• Work request
Return every line below exactly as written.

[Saved data entries]

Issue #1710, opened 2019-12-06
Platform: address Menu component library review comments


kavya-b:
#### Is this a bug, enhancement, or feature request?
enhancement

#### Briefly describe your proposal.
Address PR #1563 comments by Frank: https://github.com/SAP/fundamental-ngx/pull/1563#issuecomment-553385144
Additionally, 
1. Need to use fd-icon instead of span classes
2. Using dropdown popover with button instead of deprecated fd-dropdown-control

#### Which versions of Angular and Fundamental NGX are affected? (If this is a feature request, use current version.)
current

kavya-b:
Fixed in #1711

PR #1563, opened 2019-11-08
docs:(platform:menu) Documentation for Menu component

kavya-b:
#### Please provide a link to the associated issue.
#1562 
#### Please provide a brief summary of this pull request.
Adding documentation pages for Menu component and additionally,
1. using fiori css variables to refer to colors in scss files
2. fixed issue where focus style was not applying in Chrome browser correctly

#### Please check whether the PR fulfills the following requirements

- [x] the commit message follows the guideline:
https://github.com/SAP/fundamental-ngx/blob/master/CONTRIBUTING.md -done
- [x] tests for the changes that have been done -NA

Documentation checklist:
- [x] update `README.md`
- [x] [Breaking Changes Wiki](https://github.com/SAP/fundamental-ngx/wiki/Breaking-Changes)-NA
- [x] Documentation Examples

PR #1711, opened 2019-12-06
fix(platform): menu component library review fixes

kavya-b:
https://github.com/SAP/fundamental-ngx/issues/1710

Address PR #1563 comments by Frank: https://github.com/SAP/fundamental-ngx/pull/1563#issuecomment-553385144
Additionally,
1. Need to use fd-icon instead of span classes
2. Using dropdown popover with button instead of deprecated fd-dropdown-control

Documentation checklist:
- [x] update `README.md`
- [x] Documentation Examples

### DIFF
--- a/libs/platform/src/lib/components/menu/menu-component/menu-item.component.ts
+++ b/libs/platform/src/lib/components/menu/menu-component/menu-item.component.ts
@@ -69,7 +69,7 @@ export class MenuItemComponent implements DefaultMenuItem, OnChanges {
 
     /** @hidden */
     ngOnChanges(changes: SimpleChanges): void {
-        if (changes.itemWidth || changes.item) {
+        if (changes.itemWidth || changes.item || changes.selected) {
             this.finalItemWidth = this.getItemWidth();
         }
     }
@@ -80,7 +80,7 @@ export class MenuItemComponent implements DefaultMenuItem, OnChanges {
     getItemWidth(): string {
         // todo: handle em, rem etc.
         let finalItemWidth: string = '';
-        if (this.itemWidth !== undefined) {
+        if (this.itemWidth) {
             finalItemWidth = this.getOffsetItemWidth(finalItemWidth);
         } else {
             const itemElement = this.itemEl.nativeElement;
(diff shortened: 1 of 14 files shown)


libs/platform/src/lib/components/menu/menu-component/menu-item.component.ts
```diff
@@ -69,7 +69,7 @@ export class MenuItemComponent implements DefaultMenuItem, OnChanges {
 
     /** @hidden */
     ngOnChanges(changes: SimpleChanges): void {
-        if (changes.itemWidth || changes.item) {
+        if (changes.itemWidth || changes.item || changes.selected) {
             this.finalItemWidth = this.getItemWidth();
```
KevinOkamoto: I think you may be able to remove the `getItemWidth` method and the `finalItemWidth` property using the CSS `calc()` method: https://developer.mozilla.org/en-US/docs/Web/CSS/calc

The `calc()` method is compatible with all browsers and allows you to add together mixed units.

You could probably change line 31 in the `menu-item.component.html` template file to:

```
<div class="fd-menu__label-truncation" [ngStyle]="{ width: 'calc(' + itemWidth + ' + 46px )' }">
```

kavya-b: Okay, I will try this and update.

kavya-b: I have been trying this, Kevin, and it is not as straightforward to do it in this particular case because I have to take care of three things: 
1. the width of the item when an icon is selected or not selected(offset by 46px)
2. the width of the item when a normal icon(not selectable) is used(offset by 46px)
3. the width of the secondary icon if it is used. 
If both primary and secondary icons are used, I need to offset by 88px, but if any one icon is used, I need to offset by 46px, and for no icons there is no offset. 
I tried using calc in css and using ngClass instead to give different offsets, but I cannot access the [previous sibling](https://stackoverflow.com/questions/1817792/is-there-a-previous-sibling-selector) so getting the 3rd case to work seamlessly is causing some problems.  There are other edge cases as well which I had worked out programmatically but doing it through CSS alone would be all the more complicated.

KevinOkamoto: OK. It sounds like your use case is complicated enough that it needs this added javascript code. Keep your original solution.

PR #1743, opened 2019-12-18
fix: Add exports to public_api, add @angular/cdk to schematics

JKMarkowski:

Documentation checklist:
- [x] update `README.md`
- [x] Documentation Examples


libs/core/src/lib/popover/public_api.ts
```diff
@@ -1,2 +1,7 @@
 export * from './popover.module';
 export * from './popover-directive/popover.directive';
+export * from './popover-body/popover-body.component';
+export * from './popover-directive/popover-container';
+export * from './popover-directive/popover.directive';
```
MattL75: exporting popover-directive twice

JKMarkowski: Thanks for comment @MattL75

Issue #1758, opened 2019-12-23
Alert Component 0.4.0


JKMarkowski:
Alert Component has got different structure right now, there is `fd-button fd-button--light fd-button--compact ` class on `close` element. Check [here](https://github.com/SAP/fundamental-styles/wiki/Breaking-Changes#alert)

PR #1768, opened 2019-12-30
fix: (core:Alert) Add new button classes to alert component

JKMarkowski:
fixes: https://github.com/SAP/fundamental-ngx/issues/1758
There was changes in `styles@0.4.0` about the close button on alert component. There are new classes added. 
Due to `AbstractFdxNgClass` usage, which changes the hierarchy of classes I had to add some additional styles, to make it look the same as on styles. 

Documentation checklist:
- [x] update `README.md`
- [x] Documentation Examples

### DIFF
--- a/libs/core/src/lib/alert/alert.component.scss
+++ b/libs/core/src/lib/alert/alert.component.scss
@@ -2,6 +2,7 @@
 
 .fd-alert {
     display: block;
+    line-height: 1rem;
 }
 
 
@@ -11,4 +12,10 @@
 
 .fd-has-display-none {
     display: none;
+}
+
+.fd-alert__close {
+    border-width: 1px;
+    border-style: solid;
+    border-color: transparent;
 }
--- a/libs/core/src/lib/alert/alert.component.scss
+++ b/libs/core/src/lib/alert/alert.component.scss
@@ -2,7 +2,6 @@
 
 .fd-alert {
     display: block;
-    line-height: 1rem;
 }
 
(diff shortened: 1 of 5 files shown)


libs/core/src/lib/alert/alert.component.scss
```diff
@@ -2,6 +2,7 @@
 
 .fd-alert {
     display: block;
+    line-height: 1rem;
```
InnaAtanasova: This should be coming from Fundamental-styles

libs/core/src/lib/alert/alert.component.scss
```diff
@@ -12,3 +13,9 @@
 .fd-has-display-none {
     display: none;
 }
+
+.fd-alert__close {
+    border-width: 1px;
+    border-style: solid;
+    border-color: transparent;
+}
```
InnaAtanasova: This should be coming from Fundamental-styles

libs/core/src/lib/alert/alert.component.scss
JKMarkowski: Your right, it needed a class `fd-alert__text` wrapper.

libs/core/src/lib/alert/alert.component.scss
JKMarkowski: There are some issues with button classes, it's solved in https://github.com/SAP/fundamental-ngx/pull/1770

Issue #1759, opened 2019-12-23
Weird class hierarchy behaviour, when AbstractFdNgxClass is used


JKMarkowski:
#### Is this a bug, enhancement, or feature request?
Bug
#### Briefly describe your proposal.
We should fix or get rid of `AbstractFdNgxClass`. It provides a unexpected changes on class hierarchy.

• Completed task
Issue #1710, opened 2019-12-06
Platform: address Menu component library review comments


kavya-b:
#### Is this a bug, enhancement, or feature request?
enhancement

#### Briefly describe your proposal.
Address PR #1563 comments by Frank: https://github.com/SAP/fundamental-ngx/pull/1563#issuecomment-553385144
Additionally, 
1. Need to use fd-icon instead of span classes
2. Using dropdown popover with button instead of deprecated fd-dropdown-control

#### Which versions of Angular and Fundamental NGX are affected? (If this is a feature request, use current version.)
current

kavya-b:
Fixed in #1711

PR #1563, opened 2019-11-08
docs:(platform:menu) Documentation for Menu component

kavya-b:
#### Please provide a link to the associated issue.
#1562 
#### Please provide a brief summary of this pull request.
Adding documentation pages for Menu component and additionally,
1. using fiori css variables to refer to colors in scss files
2. fixed issue where focus style was not applying in Chrome browser correctly

#### Please check whether the PR fulfills the following requirements

- [x] the commit message follows the guideline:
https://github.com/SAP/fundamental-ngx/blob/master/CONTRIBUTING.md -done
- [x] tests for the changes that have been done -NA

Documentation checklist:
- [x] update `README.md`
- [x] [Breaking Changes Wiki](https://github.com/SAP/fundamental-ngx/wiki/Breaking-Changes)-NA
- [x] Documentation Examples

PR #1711, opened 2019-12-06
fix(platform): menu component library review fixes

kavya-b:
https://github.com/SAP/fundamental-ngx/issues/1710

Address PR #1563 comments by Frank: https://github.com/SAP/fundamental-ngx/pull/1563#issuecomment-553385144
Additionally,
1. Need to use fd-icon instead of span classes
2. Using dropdown popover with button instead of deprecated fd-dropdown-control

Documentation checklist:
- [x] update `README.md`
- [x] Documentation Examples

### DIFF
--- a/libs/platform/src/lib/components/menu/menu-component/menu-item.component.ts
+++ b/libs/platform/src/lib/components/menu/menu-component/menu-item.component.ts
@@ -69,7 +69,7 @@ export class MenuItemComponent implements DefaultMenuItem, OnChanges {
 
     /** @hidden */
     ngOnChanges(changes: SimpleChanges): void {
-        if (changes.itemWidth || changes.item) {
+        if (changes.itemWidth || changes.item || changes.selected) {
             this.finalItemWidth = this.getItemWidth();
         }
     }
@@ -80,7 +80,7 @@ export class MenuItemComponent implements DefaultMenuItem, OnChanges {
     getItemWidth(): string {
         // todo: handle em, rem etc.
         let finalItemWidth: string = '';
-        if (this.itemWidth !== undefined) {
+        if (this.itemWidth) {
             finalItemWidth = this.getOffsetItemWidth(finalItemWidth);
         } else {
             const itemElement = this.itemEl.nativeElement;
(diff shortened: 1 of 14 files shown)


libs/platform/src/lib/components/menu/menu-component/menu-item.component.ts
```diff
@@ -69,7 +69,7 @@ export class MenuItemComponent implements DefaultMenuItem, OnChanges {
 
     /** @hidden */
     ngOnChanges(changes: SimpleChanges): void {
-        if (changes.itemWidth || changes.item) {
+        if (changes.itemWidth || changes.item || changes.selected) {
             this.finalItemWidth = this.getItemWidth();
```
KevinOkamoto: I think you may be able to remove the `getItemWidth` method and the `finalItemWidth` property using the CSS `calc()` method: https://developer.mozilla.org/en-US/docs/Web/CSS/calc

The `calc()` method is compatible with all browsers and allows you to add together mixed units.

You could probably change line 31 in the `menu-item.component.html` template file to:

```
<div class="fd-menu__label-truncation" [ngStyle]="{ width: 'calc(' + itemWidth + ' + 46px )' }">
```

kavya-b: Okay, I will try this and update.

kavya-b: I have been trying this, Kevin, and it is not as straightforward to do it in this particular case because I have to take care of three things: 
1. the width of the item when an icon is selected or not selected(offset by 46px)
2. the width of the item when a normal icon(not selectable) is used(offset by 46px)
3. the width of the secondary icon if it is used. 
If both primary and secondary icons are used, I need to offset by 88px, but if any one icon is used, I need to offset by 46px, and for no icons there is no offset. 
I tried using calc in css and using ngClass instead to give different offsets, but I cannot access the [previous sibling](https://stackoverflow.com/questions/1817792/is-there-a-previous-sibling-selector) so getting the 3rd case to work seamlessly is causing some problems.  There are other edge cases as well which I had worked out programmatically but doing it through CSS alone would be all the more complicated.

KevinOkamoto: OK. It sounds like your use case is complicated enough that it needs this added javascript code. Keep your original solution.

PR #1743, opened 2019-12-18
fix: Add exports to public_api, add @angular/cdk to schematics

JKMarkowski:

Documentation checklist:
- [x] update `README.md`
- [x] Documentation Examples


libs/core/src/lib/popover/public_api.ts
```diff
@@ -1,2 +1,7 @@
 export * from './popover.module';
 export * from './popover-directive/popover.directive';
+export * from './popover-body/popover-body.component';
+export * from './popover-directive/popover-container';
+export * from './popover-directive/popover.directive';
```
MattL75: exporting popover-directive twice

JKMarkowski: Thanks for comment @MattL75

Issue #1758, opened 2019-12-23
Alert Component 0.4.0


JKMarkowski:
Alert Component has got different structure right now, there is `fd-button fd-button--light fd-button--compact ` class on `close` element. Check [here](https://github.com/SAP/fundamental-styles/wiki/Breaking-Changes#alert)

PR #1768, opened 2019-12-30
fix: (core:Alert) Add new button classes to alert component

JKMarkowski:
fixes: https://github.com/SAP/fundamental-ngx/issues/1758
There was changes in `styles@0.4.0` about the close button on alert component. There are new classes added. 
Due to `AbstractFdxNgClass` usage, which changes the hierarchy of classes I had to add some additional styles, to make it look the same as on styles. 

Documentation checklist:
- [x] update `README.md`
- [x] Documentation Examples

### DIFF
--- a/libs/core/src/lib/alert/alert.component.scss
+++ b/libs/core/src/lib/alert/alert.component.scss
@@ -2,6 +2,7 @@
 
 .fd-alert {
     display: block;
+    line-height: 1rem;
 }
 
 
@@ -11,4 +12,10 @@
 
 .fd-has-display-none {
     display: none;
+}
+
+.fd-alert__close {
+    border-width: 1px;
+    border-style: solid;
+    border-color: transparent;
 }
--- a/libs/core/src/lib/alert/alert.component.scss
+++ b/libs/core/src/lib/alert/alert.component.scss
@@ -2,7 +2,6 @@
 
 .fd-alert {
     display: block;
-    line-height: 1rem;
 }
 
(diff shortened: 1 of 5 files shown)


libs/core/src/lib/alert/alert.component.scss
```diff
@@ -2,6 +2,7 @@
 
 .fd-alert {
     display: block;
+    line-height: 1rem;
```
InnaAtanasova: This should be coming from Fundamental-styles

libs/core/src/lib/alert/alert.component.scss
```diff
@@ -12,3 +13,9 @@
 .fd-has-display-none {
     display: none;
 }
+
+.fd-alert__close {
+    border-width: 1px;
+    border-style: solid;
+    border-color: transparent;
+}
```
InnaAtanasova: This should be coming from Fundamental-styles

libs/core/src/lib/alert/alert.component.scss
JKMarkowski: Your right, it needed a class `fd-alert__text` wrapper.

libs/core/src/lib/alert/alert.component.scss
JKMarkowski: There are some issues with button classes, it's solved in https://github.com/SAP/fundamental-ngx/pull/1770

Issue #1759, opened 2019-12-23
Weird class hierarchy behaviour, when AbstractFdNgxClass is used


JKMarkowski:
#### Is this a bug, enhancement, or feature request?
Bug
#### Briefly describe your proposal.
We should fix or get rid of `AbstractFdNgxClass`. It provides a unexpected changes on class hierarchy.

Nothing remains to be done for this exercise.